She said: YEEEEEEEE! STOP IT STOP IT STOP IT!
I said: Sophie, if we don't brush your hair, it will get so tangled that birds will come build their nests in it.
She said: I HATE YOU!!!!
I said: Well--then I guess we'd better go find you a new mommy. Let's get in the car. (She's sure to be in therapy for that one.)

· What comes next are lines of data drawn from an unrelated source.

PR #92, opened 2017-04-28
Add an empty product check.

### LINKED ISSUE #81: Fatal Error when using Enhanced eCommerce Product Detail Views and WooCommerce [product] shortcodes
If you have the "Product Detail Views" "Enhanced eCommerce" setting enabled, and you use a `[product id="x"]` shortcode on a WordPress page, a fatal error occurs:

`Call to a member function get_sku() on a non-object in wp-content/plugins/woocommerce-google-analytics-integration/includes/class-wc-google-analytics-js.php on line 445`

Also reported here: https://wordpress.org/support/topic/bug-conflict?replies=1

bor0:
Fixes #81.

-------------------

### DIFF
--- a/includes/class-wc-google-analytics-js.php
+++ b/includes/class-wc-google-analytics-js.php
@@ -455,7 +455,7 @@ class WC_Google_Analytics_JS {
 	 * Tracks a product detail view
 	 */
 	function product_detail( $product ) {
-		if ( ! empty( $product ) ) {
+		if ( empty( $product ) ) {
 			return;
 		}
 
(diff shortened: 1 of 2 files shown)


includes/class-wc-google-analytics-js.php
```diff
@@ -455,6 +455,10 @@ function remove_from_cart() {
 	 * Tracks a product detail view
 	 */
 	function product_detail( $product ) {
+		if ( ! empty( $product ) ) {
```
gedex: shouldn't this check if product is empty? because the following lines use the product instance.

PR #109, opened 2018-01-30
Add filter to optionally disable all tracking

### LINKED ISSUE #108: Feature Request: Hook to Disable Tracking
What do we think about adding a hook so other plugins can control whether the tracking is enabled in certain situations?

My use case is that I want to exclude my traffic from tracking. Unfortunately, I have several dynamic IPs, so I have written a plugin to periodically update my IPs. Now, I just need a way to disable tracking on traffic from those IPs.

I'm thinking we could simply wrap [this line](https://github.com/woocommerce/woocommerce-google-analytics-integration/blob/1.4.3/includes/class-wc-google-analytics.php#L349) with `apply_filters( ...`. I would be happy to put together a pull request if you would like.

dominic-p:
This adds a simple filter to the `disable_tracking` method and then removes some duplicate code in the `tracking_code_display` method to make it work. Feedback is welcome.

Fixes #108.

- Add a filter so other plugins can disable analytics tracking on demand

-------------------
- [x] Did you make changes, or create a **new .js file**? Make sure you ran `grunt` before creating this Pull Request.

### DIFF
--- a/includes/class-wc-google-analytics.php
+++ b/includes/class-wc-google-analytics.php
@@ -281,7 +281,7 @@ class WC_Google_Analytics extends WC_Integration {
 		global $wp;
 		$display_ecommerce_tracking = false;
 
-		if ( is_admin() || current_user_can( 'manage_options' ) || ! $this->ga_id ) {
+		if ( $this->disable_tracking( 'all' ) ) {
 			return;
 		}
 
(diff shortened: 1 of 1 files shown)


bor0:
Thank you for your contribution!

dominic-p:
Of course. Thanks for merging it. :)

PR #125, opened 2018-06-29
Fix fatal error on Thank You page

### LINKED ISSUE #124: Fatal error on Thank You page with invalid order ID
#### What I expected

A blank order received page.

#### What happened instead

Fatal PHP error.

#### Steps to reproduce the issue

Visit the order received page with an order ID that doesn't exist. For example:

http://www.example.com/checkout/order-received/999999/

I found the code that is responsible, and a PR is incoming.

-------------------

- [ ] Issue assigned to next milestone.
- [ ] Issue assigned a priority (will be assessed by maintainers).

dominic-p:
Fixes #124.

If we have an invalid order ID, we wind up throwing a fatal PHP error. This seems to solve the problem.

- Use `wc_get_order()` instead of `new WC_Order()`
- Validate the order object before we try to use it.

-------------------

### DIFF
--- a/includes/class-wc-google-analytics.php
+++ b/includes/class-wc-google-analytics.php
@@ -321,7 +321,10 @@ class WC_Google_Analytics extends WC_Integration {
 	 */
 	protected function get_ecommerce_tracking_code( $order_id ) {
 		// Get the order and output tracking code
-		$order = new WC_Order( $order_id );
+		$order = wc_get_order( $order_id );
+
+		// Make sure we have a valid order object
+		if ( ! $order || is_wp_error( $order ) ) return "";
 
 		$code = WC_Google_Analytics_JS::get_instance()->load_analytics( $order );
 		$code .= WC_Google_Analytics_JS::get_instance()->add_transaction( $order );
--- a/includes/class-wc-google-analytics.php
+++ b/includes/class-wc-google-analytics.php
@@ -320,24 +320,26 @@ class WC_Google_Analytics extends WC_Integration {
 	 * @param int $order_id
 	 */
 	protected function get_ecommerce_tracking_code( $order_id ) {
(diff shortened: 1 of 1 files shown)


includes/class-wc-google-analytics.php
```diff
@@ -321,7 +321,10 @@ protected function get_standard_tracking_code() {
 	 */
 	protected function get_ecommerce_tracking_code( $order_id ) {
 		// Get the order and output tracking code
-		$order = new WC_Order( $order_id );
+		$order = wc_get_order( $order_id );
+
+		// Make sure we have a valid order object
+		if ( ! $order || is_wp_error( $order ) ) return "";
```
roykho: Thanks! Some notes on this. Errors are already handled for us so you can simplify to `if ( ! $order ) {...}` And mind coding standards such as period at the end of the comment and no inline condition statements like that. And use single quotes instead of double quotes.

dominic-p: Thanks for the feedback. I'm happy to make all of those changes, but I wanted to double check on some things first.

1. If the `$order` variable was indeed an instance of WP_Error, wouldn't the simple `! $order` miss it? Or are you saying that `wc_get_order()` will never return a `WP_Error` object?

2. I tried to match the code style of the rest of the function regarding periods at the end of the comment and quote style. I can definitely change that, but then it wouldn't match what's there. Please confirm.

roykho: Exception is handler up the chain and when caught will return a false to the caller. Yeah so the existing code may have been written long ago and possibly by different people so any new code we add it must follow the WP coding standards.

dominic-p:
No problem. Thanks for merging it. I kind of thought you meant that, but the mixed styles just grated on me too much. :) I'll only format my code in the future.

PR #133, opened 2018-11-15
Use wc_enqueue_js instead of echo for listing_click

### LINKED ISSUE #132: Add to cart JavaScript is included right after the add to cart link
In the function `listing_click`, the JavaScript is echo'd to the page instead of being enqueued. This can cause some theme compatibility issues. In this case a problem with the JavaScript showing up in tooltips, see: https://wordpress.org/support/topic/code-leak-on-tooltips/

I'd suggest to use `wc_enqueue_js` instead, which is the same that is done for the `listing_impression` function.

mikkamp:
Fixes #132

### DIFF
--- a/includes/class-wc-google-analytics-js.php
+++ b/includes/class-wc-google-analytics-js.php
@@ -155,26 +155,22 @@ class WC_Google_Analytics_JS {
 			$list = "Product List";
 		}
 
-		echo( "
-			<script>
-			(function($) {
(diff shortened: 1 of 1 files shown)


mikkamp:
@bor0 or @c-shultz 
This has been approved, but is there anything else that needs to be done or can this be merged so this doesn't get missed when a new release happens?

PR #134, opened 2018-11-26
Update class-wc-google-analytics.php

miguelfspinto:
Remove is_admin validation because it is avoiding GA events on AJAX requests

Fixes # .

-

-------------------

### DIFF
--- a/includes/class-wc-google-analytics.php
+++ b/includes/class-wc-google-analytics.php
@@ -350,7 +350,7 @@ class WC_Google_Analytics extends WC_Integration {
 	 * @return bool True if tracking for a certain setting is disabled
 	 */
 	private function disable_tracking( $type ) {
-		if ( is_admin() || current_user_can( 'manage_options' ) || ( ! $this->ga_id ) || 'no' === $type || apply_filters( 'woocommerce_ga_disable_tracking', false, $type ) ) {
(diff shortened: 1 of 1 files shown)


includes/class-wc-google-analytics.php
```diff
@@ -350,7 +350,7 @@ protected function get_ecommerce_tracking_code( $order_id ) {
 	 * @return bool True if tracking for a certain setting is disabled
 	 */
 	private function disable_tracking( $type ) {
-		if ( is_admin() || current_user_can( 'manage_options' ) || ( ! $this->ga_id ) || 'no' === $type || apply_filters( 'woocommerce_ga_disable_tracking', false, $type ) ) {
+		if ( current_user_can( 'manage_options' ) || ( ! $this->ga_id ) || 'no' === $type || apply_filters( 'woocommerce_ga_disable_tracking', false, $type ) ) {
```
roykho, line 353: Instead of removing that perhaps check if its doing AJAX? `if ( ( ! wp_doing_ajax() && is_admin() ) || ...`

mikkamp:
In addition to it being better to explicitly check for AJAX requests. WooCommerce core sends all it's AJAX requests through a frontend URL with the parameter `?wc_ajax=<action>`
When a request like this is sent `is_admin` does not return true, so I don't think we should disable this check.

She said: Is Santa real or pretend?
I said: Real baby.
She said: How do the reindeer fly?
I said: They eat magic oats.
She said: I want to go home!!
I said: This will only take a couple of minutes. (This conversation took place on our way into the UPS store. 40 minutes and $20 smacks later, we were done.)
She said: Cut off the crusts!
I said: The crusts will make you big and strong.
She said: I DON'T WANT TO GO TO BED!
I said: Santa's elves are watching, and they won't bring your Princess Talking Vanity if you don't lay down right now.
I think "good liar" should be part of a mom's job description. My mom told me lies--both white and black, ranging from, "If you keep pouting like that a little bird will come poop on your lip" to "Joseph Smith was a true prophet." The older Sophie gets, the more I seem to lie to her.
If you have kids, do you lie to them? Did your mom lie to you?
Today's best thing about being a mom:
So--we're driving around doing errands with my mom. Soph says to me, "You be an elf. I'll be Soph. You say--have you been a good girl?" So I do. She says, "Yes. Very very good." I say, "Well, I saw you squirting dish soap into Jimmy's water and all over your mom's kitchen floor." She says, "Can I talk to a new one?"
Today's worst thing about being a mom:
Shit--this being Santa thing is EXPENSIVE! I realized today that I forgot stocking stuffers. Sheesh.